### THE PROBLEM
Gather each line containing the string "down" from these entries.

══ DATA EXTRACTS

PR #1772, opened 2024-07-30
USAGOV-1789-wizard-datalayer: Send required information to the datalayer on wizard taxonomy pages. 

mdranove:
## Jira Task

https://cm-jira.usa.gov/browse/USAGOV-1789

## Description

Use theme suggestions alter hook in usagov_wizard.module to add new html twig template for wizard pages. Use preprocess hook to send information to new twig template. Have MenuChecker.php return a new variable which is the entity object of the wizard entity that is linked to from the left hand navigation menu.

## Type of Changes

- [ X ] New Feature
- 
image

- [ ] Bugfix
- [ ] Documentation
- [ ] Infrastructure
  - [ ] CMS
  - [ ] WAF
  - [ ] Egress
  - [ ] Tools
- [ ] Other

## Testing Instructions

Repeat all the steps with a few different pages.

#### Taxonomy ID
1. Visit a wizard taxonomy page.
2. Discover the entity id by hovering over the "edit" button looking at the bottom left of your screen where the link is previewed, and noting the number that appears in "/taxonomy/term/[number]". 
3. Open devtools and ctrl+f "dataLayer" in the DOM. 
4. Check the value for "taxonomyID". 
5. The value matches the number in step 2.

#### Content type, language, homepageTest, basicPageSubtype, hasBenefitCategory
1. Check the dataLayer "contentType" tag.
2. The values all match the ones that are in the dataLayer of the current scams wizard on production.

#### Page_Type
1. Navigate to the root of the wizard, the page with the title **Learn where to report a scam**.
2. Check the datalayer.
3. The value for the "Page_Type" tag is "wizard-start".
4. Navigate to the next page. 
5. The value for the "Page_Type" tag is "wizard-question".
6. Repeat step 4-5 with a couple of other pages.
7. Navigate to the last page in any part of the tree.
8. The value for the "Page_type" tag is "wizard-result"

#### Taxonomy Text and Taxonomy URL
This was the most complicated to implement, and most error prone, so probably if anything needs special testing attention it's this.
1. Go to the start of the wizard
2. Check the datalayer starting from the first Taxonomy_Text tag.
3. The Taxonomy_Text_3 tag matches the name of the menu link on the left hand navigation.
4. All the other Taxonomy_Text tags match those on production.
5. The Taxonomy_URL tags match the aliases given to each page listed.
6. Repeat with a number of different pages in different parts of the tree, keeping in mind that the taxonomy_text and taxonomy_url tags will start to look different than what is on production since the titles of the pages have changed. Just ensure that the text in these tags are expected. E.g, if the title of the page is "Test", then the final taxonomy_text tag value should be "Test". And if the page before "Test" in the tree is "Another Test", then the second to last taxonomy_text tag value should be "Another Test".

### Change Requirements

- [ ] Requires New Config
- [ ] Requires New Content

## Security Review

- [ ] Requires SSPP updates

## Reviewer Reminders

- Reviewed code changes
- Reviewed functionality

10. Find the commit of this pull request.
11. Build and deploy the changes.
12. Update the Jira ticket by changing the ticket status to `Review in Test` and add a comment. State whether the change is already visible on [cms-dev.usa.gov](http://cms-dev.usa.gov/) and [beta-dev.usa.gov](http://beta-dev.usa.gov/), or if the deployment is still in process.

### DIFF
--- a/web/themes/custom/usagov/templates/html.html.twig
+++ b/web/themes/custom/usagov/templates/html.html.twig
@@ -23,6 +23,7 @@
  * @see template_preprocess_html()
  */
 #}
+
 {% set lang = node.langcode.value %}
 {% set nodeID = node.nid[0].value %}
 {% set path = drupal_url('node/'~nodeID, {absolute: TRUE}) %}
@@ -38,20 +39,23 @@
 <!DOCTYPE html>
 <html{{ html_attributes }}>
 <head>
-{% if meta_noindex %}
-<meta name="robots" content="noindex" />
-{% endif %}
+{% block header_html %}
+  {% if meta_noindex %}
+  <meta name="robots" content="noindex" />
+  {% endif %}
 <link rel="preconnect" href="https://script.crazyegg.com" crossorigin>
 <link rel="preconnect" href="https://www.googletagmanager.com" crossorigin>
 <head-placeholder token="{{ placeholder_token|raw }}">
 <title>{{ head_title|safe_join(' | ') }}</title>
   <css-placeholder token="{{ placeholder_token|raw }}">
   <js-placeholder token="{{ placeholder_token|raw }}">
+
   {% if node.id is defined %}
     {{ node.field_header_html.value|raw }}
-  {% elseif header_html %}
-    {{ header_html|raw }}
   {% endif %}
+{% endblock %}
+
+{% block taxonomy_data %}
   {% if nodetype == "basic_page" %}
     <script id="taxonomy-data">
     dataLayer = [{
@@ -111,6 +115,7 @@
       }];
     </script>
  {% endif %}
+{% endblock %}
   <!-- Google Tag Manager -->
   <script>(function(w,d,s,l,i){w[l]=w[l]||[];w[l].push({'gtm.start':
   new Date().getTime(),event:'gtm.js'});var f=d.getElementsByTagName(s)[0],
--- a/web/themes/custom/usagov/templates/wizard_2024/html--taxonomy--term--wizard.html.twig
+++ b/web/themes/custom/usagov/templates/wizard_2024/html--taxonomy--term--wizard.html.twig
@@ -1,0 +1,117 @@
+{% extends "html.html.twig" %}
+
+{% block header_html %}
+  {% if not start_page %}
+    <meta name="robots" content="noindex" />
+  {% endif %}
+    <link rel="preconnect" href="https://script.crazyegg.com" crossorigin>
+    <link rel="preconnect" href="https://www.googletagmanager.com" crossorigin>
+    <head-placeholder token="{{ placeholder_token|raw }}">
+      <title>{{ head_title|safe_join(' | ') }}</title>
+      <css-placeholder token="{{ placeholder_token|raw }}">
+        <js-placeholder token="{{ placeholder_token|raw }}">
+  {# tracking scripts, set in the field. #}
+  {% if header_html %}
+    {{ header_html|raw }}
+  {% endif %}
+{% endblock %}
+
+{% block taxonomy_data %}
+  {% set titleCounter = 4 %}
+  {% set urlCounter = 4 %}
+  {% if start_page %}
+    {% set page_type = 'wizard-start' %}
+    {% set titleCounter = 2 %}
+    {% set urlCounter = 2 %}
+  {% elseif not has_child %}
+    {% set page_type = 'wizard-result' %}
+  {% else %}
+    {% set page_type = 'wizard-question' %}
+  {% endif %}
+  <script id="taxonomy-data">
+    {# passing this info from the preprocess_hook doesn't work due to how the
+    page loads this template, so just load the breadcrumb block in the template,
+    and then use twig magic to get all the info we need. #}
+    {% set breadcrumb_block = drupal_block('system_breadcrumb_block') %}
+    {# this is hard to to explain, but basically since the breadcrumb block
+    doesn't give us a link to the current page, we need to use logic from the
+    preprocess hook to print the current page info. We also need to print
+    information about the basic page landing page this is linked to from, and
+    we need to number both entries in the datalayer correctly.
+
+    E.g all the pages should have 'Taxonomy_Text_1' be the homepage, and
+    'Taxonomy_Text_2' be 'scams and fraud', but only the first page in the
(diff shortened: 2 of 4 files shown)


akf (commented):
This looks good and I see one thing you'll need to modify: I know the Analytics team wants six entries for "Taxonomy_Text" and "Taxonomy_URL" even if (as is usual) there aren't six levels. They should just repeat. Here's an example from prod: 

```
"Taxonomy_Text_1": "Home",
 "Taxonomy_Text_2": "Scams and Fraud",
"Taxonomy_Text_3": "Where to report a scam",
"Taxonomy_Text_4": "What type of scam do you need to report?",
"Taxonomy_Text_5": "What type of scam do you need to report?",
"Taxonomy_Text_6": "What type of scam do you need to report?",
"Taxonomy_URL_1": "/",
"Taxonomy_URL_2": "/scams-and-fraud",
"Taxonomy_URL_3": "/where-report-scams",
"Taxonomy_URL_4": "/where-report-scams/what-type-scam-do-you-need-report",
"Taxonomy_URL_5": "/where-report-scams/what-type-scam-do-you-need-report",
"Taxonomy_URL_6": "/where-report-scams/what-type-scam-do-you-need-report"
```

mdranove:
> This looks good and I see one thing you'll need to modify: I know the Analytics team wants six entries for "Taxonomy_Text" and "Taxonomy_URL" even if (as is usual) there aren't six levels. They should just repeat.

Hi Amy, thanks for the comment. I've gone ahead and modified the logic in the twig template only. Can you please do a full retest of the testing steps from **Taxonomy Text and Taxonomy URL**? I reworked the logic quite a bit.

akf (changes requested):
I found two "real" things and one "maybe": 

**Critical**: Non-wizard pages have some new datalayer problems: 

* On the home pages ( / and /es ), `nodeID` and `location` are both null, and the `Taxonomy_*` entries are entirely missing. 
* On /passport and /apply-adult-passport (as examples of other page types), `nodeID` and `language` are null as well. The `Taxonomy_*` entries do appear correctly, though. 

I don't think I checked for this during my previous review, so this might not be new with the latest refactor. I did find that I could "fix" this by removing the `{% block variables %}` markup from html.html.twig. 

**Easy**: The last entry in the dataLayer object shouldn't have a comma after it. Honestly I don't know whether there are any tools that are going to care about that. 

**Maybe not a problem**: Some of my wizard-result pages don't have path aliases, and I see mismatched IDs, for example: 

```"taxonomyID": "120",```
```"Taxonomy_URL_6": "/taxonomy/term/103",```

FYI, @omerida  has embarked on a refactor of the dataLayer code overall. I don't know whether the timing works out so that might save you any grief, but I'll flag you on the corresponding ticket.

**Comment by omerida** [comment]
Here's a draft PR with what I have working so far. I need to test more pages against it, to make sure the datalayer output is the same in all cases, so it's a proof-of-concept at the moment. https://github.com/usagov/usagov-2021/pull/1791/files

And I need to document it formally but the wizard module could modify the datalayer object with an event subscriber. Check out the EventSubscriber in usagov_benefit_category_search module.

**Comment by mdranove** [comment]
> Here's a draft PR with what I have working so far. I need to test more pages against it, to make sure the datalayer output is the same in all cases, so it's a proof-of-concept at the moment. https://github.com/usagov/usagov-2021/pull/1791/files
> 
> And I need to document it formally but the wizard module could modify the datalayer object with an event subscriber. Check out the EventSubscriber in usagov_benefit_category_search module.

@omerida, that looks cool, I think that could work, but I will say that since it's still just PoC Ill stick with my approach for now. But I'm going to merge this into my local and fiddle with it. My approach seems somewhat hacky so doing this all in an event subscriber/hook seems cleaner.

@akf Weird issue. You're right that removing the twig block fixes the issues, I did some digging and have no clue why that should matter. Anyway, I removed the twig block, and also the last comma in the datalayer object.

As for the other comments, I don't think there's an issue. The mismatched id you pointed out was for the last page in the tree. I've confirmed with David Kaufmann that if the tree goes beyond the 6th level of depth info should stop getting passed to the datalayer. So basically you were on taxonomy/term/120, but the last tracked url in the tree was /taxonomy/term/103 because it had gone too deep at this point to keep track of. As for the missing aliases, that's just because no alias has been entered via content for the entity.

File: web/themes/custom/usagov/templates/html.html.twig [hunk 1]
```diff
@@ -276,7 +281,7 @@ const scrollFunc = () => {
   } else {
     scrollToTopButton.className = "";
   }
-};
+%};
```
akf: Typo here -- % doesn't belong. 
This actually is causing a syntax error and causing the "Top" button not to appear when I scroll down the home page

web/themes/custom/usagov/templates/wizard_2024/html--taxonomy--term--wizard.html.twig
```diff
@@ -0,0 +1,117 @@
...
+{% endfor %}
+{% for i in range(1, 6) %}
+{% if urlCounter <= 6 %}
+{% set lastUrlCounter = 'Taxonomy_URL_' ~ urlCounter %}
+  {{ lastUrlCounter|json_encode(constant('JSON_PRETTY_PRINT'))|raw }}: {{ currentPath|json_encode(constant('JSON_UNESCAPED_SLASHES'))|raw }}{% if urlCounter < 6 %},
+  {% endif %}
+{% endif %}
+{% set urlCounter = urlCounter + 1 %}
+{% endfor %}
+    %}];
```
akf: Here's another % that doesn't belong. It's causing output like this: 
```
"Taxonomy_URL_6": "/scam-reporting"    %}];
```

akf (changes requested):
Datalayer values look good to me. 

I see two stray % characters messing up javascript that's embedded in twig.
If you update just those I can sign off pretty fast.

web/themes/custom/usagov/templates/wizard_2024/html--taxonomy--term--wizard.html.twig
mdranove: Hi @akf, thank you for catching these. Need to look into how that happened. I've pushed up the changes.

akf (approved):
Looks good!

════
══ DATA EXTRACTS

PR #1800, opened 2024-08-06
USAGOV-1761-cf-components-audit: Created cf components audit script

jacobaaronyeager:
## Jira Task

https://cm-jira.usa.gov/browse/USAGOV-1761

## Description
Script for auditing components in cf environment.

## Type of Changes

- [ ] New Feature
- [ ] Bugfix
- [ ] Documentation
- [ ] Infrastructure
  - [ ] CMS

════
══ DATA EXTRACTS

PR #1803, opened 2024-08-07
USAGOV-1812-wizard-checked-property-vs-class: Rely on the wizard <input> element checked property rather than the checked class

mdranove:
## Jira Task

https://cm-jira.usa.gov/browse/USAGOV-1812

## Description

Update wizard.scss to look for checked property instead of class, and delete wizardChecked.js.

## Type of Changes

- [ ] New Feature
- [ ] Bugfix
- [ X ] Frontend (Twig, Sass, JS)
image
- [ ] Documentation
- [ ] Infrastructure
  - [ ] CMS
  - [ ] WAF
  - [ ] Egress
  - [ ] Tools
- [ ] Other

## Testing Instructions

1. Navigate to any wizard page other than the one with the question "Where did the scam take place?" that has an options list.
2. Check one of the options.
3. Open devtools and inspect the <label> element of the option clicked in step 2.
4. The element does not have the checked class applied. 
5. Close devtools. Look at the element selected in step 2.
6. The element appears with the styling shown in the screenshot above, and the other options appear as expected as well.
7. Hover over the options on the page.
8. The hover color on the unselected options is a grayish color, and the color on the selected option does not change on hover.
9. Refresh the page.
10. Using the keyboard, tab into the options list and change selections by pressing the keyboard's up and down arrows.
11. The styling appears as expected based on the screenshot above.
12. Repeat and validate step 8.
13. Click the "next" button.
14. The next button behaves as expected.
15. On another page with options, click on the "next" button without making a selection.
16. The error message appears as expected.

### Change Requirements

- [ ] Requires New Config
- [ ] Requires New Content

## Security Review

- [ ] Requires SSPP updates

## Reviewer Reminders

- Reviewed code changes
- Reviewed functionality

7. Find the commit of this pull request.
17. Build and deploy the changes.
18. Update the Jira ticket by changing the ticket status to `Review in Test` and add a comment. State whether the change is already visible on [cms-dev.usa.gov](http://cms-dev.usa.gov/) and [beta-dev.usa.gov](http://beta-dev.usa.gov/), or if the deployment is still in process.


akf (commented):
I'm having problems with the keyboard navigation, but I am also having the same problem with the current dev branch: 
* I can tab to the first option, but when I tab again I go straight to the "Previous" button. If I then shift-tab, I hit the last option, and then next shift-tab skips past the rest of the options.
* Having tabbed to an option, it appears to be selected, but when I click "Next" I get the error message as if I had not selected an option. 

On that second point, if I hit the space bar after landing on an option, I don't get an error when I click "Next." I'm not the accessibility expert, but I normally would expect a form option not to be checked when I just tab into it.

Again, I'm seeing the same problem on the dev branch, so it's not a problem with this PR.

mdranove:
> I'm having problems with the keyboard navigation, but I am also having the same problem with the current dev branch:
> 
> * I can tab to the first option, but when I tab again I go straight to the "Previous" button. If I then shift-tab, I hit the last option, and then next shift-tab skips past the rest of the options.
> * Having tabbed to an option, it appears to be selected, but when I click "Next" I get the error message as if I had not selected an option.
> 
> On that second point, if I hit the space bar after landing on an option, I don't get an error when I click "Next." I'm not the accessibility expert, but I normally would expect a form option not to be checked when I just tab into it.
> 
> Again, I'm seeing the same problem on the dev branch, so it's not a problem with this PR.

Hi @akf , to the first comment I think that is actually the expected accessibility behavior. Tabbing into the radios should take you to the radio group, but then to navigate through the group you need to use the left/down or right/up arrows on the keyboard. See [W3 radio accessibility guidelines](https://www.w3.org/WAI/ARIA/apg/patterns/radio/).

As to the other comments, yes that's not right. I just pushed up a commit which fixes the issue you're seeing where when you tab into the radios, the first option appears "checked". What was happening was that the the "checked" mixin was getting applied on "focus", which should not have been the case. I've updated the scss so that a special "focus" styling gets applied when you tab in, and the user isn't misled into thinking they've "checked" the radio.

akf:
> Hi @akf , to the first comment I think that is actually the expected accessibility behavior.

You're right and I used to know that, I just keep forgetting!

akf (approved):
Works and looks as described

════

### RESPONSE
This actually is causing a syntax error and causing the "Top" button not to appear when I scroll down the home page
10. Using the keyboard, tab into the options list and change selections by pressing the keyboard's up and down arrows.
Hi @akf , to the first comment I think that is actually the expected accessibility behavior. Tabbing into the radios should take you to the radio group, but then to navigate through the group you need to use the left/down or right/up arrows on the keyboard. See [W3 radio accessibility guidelines](https://www.w3.org/WAI/ARIA/apg/patterns/radio/).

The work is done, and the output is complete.